I guess that's a wise decision.
Yeah, to buy cars up to 1 or 2 millions that you can get in an 1/2 hours or just leave the game take care of it by rubber banding your controller. I have no problem with GT's micro transactions because you can buy the cars pretty easily. I'm more annoyed by the grind needed for the 20.000.000 cars if you want to play the game and not rubber band the controller. Also, you've been getting free monthly updates on GT since laungh pretty much.
But how many of them have an F1 license?
Why? This equation is ignoring an important aspect: expected sales figures.
I agree that something like F1 would very much suit a live service approach, as would all sports games. But I'm guessing the beancounters are against it, as it looks like a far less lucrative approach over, say, a five year period. Whether or not they're making it look that way is another matter entirely, I suppose...
I mean, I'm sure Codies could re-polish primarily last-gen content, package it up, and re-introduce it for free too.
It's an apples-to-oranges comparison though. PD is a bigger, first-party studio. GT is also not a franchise dedicated to a single (er, now two) real-world racing championship. Sport in particular was a sea-change release in a franchise long known for its huge car lists too, and got dinged in most reviews at launch for its lack of content.
True. You could sell the game at half price too. Or maybe go free entirely, and try to make all your money the Fortnite way. *shrug*
I'm not necessarily on board with the current approach, but I'm guessing there was some sort of on-paper reason for the decision. As ever with these things, the market will hopefully dictate whether it's acceptable or not.
I'd say I've got a fairly good understanding of it too, having just spent 3 years as a Producer on a multi-platform title with optional micro-transactions in a similarly sized studio (No it's not Codemasters before anyone gets any ideas!)
You're right in that some studios do keep profits for themselves (or their heads of department) and the bigger developers are certainly guilty of this with their CEOs receiving huge bonuses while the rest of the staff get nothing or even get made redundant once a project is over, but many decide to re-invest it into the company and use profits to help develop future titles and/or reward staff accordingly. Generally the smaller ones are the ones that re-invest or reward staff as they have less of a "buffer zone" where they can afford the lose money, especially if they're publicly traded.
With the cost of the F1 licensing and the size of the studio I can see Codemasters being a studio that re-invests. However, as I said, the moment it's proven that this isn't what they're doing I will stop purchasing their products outright.

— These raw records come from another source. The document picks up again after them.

PR #1100, opened 2024-09-04
Fullnode: Skip preproven commitments

### LINKED ISSUE #1075: Full nodes should not mark `preproven_commitments`
TODOs:

- [ ] In the zk circuit output the field `preproven_commitments` from the input
- [ ] In the full nodes, don't mark these indices as proven

rakanalh:
# Description

~~Merge AFTER #1098~~

## Linked Issues
- Fixes #1075


crates/fullnode/src/runner.rs
eyusufatik, line 1: you should update `StoredStateTransition` and related structs so that it also holds preproven_commitments

crates/prover/src/runner.rs
```diff
@@ -474,7 +474,7 @@ where
             sequencer_commitments.sort_unstable();
 
             let (sequencer_commitments, preproven_commitments) =
-                self.filter_out_proven_commitments(&sequencer_commitments)?;
+                filter_out_finalized_commitments(&self.ledger_db, &sequencer_commitments)?;
```
eyusufatik, line 477: this should have stayed filter out proven

eyusufatik: and on line 831 the prover should mark the ranges as proven, since it knows it already proved them.

eyusufatik: a mistake we did on not proving preproven_commitments pr :D

crates/prover/src/runner.rs
eyusufatik, line 1: line 604 through line 608 needs fixing, we break down into groups, but we don't set the correct ranges for the sequencer commitments

crates/fullnode/src/runner.rs
```diff
@@ -570,6 +574,16 @@ where
...
 
+            // Make sure all sequencer commitments are stored in ascending order.
+            sequencer_commitments.sort_unstable();
+
+            let Ok((sequencer_commitments, _)) =
+                filter_out_finalized_commitments(&self.ledger_db, &sequencer_commitments)
+            else {
+                warn!("Could not filter out finalized commitments");
+                return;
+            };
```
eyusufatik, line 585: we don't need this at all

crates/fullnode/src/runner.rs
```diff
@@ -300,6 +301,9 @@ where
             }
         };
 
+        let (proven_commitments, _) =
+            filter_out_proven_commitments(&self.ledger_db, &proven_commitments)?;
```
eyusufatik, line 305: and this should be filtered by index from zk output `preprover_commitments` of sorted list of sequencer commitments on the da slot

eyusufatik (changes requested):

crates/fullnode/src/runner.rs
```diff
@@ -290,39 +289,73 @@ where
...
+        let mut filtered_commitments = vec![];
+        for (index, sequencer_commitment) in commitments_on_da_slot.into_iter().enumerate() {
+            if let Some(exclude_index) = excluded_commitment_indices.first() {
+                if index == *exclude_index {
+                    excluded_commitment_indices.remove(0);
+                    continue;
+                }
+            }
+            filtered_commitments.push(sequencer_commitment);
+        }
```
rakanalh, line 321:
```
    commitments_on_da_slot
        .into_iter()
        .enumerate()
        .filter(|(index, _)| !excluded_commitment_indices.contains(index))
        .map(|(_, commitment)| commitment.clone())
        .collect()
```

crates/fullnode/src/runner.rs
rakanalh: Added to `StoredStateTransition` but nothing else.

bin/citrea/tests/bitcoin_e2e/tests/prover_test.rs
```diff
@@ -98,7 +106,163 @@ impl TestCase for BasicProverTest {
...
+        let fee_sat_per_vbyte = bitcoin_da_service.get_fee_rate().await.unwrap();
+        bitcoin_da_service
+            .send_transaction_with_fee_rate(
+                None,
+                DaData::SequencerCommitment(commitments.first().unwrap().clone()),
+                fee_sat_per_vbyte,
+            )
+            .await
+            .unwrap();
+
```
eyusufatik, line 237: right here, also trigger a sequencer commitment
and wait for mempool len 4

so that the prover will generate a proof for that block leaving out preproven commmitment (the one you sent)

eyusufatik (approved):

This is a big factor in determining how money is made back. While sales figures for the more recent F1 games are hard to come by, lets not forget that for a while the F1 series were selling fewer and fewer copies each year. F1 2014 and 2015 didn't even break a million. Meanwhile Assassin’s Creed Origins sold 100% more copies in its first 10 days than its predecessor and is going from strength to strength.
This is a good watch:
Not the same thing. Jim talks mainly about loot boxes (or “surprise mechanics”) and purchasable currency in that video. This is just mictransactions for optional extra liveries.

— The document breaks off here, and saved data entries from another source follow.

PR #1106, opened 2024-09-05
Log Fee rate with debug instead of info

kpp:
# Description


ercecan (approved):

eyusufatik:
the test this pr is breaking, I've seen it for the first time please fix @kpp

The Fortnite skins aren't lootboxes though, for example. It's all about peer pressure and how much companies charge for things that could be free, like the liveries in question. It's related IMO.
I also liked the part where he said if one day EA said they didn't have the money to make a new FIFA game do you think FIFA would say ok that's fine, don't bother this year. They'd ask less for the license to get the game out. I don't know Codies' agreement with Liberty Media but I'm sure F1 wants a game out every year without fail.
But this is the state of the industry and only consumers can make a difference by not paying for overpriced cosmetics etc, which is unlikely to happen, and I've even done it myself on occasion.
I still think that offering the majority of cosmetics for free and charge for some of them is a fair middle ground.
I normally agree with Jim on a lot of points but his argument that "Microtransactions support the developers is ********" is a very general statement that doesn't apply to all studios, and the fact he's only referencing big studios to attempt to prove this point could really harm smaller studios who often DO rely on extra income to fund future titles.
I really think that some of these large YouTube voices need to take a step back and examine the wider industry as opposed to just the big names, or at least show some balance in their videos. Without that balance the audience will immediately jump on the outrage bandwagon and won't think twice about assuming that all developers are like these "AAA" developers who give talks about how to get people hooked and how to rinse them for cash.
If Fortnite made their skins free how would they keep the game updated? It's a free to play title for the most part and the dev team is huge.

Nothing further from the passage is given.